The initiative doesn't differentiate between proposed changes for small projects and large projects, or for essential fire and police service projects. "The thing is so draconian," Hopping said. "They didn't exempt anybody."
Community projects
The lack of exemptions means residents could block amendments related to community projects ranging from affordable housing to schools, said Charles Pattison, president of 1,000 Friends of Florida, a nonprofit think tank on growth and community issues that has come out against the proposed amendment. This "not in my backyard" thinking will prevent infill development and encourage sprawl.
Passage of the Hometown Democracy amendment will lead to gridlock because the initiative doesn't just fail to answer questions on the timing and funding of votes on proposed land use amendments, but also what happens if voters approve such an amendment and the Department of Community Affairs rejects it, Pattison said. Or what if voters reject changes mandated by the seven-year update of a comprehensive land use plan?
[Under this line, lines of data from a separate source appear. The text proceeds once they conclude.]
Issue #576, opened 2024-11-22
Filter incoming alt IPs


alexey-yarmosh:
- ignore anycast alt IPs;
- ignore if alt IP is in different country than primary IP.

PR #581, opened 2024-11-28
feat: filter incoming alt IPs

alexey-yarmosh:
Fixes https://github.com/jsdelivr/globalping/issues/576

Notes:
- During deploys number of geoip requests will double (we have 1300 primary ips + ~1300 alt ips). Need to check our limits.

### DIFF
--- a/probes-stats/known.ts
+++ b/probes-stats/known.ts
@@ -7,13 +7,13 @@
 
 import fs from 'node:fs';
 import { getRedisClient, initRedisClient } from '../src/lib/redis/client.js';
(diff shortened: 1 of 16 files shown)


jimaek:
How is it possible that we have so many alt IPs? We don't store private IPs as alt, right?

alexey-yarmosh:
There are a few probes with many (up to 30) IPv6 IPs. If there is a rule by which we can filter them, we can add it too.

MartinKolarik (approved):

PR #585, opened 2024-12-12
feat: prevent IP / alt IP conflicts

alexey-yarmosh:
Fixes https://github.com/jsdelivr/globalping-dash-directus/issues/32.

Additionally:
- Previously first call of `syncDashboardData` was fired before any probe is connected to the worker, which triggered marking of all probes as `offline`. That is fixed.
- Fixed comparison of lat/long values, which triggered continuous updates of the probe.


MartinKolarik:
> Fixed comparison of lat/long values, which triggered continuous updates of the probe.

This was in case of custom cities, right?

alexey-yarmosh:
>This was in case of custom cities, right?

No, it depends on the value, e.g. SQL value `139.68` will be parsed by JS as `139.67999`.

Pattison said a constitutional amendment proposed by Floridians for Smarter Growth is not the answer, either.
That initiative would allow residents to vote on any changes to local growth management plans if 10 percent of residents sign a petition for a referendum.
The petition could be signed only at the office of the appropriate county supervisor of elections, county clerk or a similar election authority, meaning few would make the effort or know of it, Blackner said previously.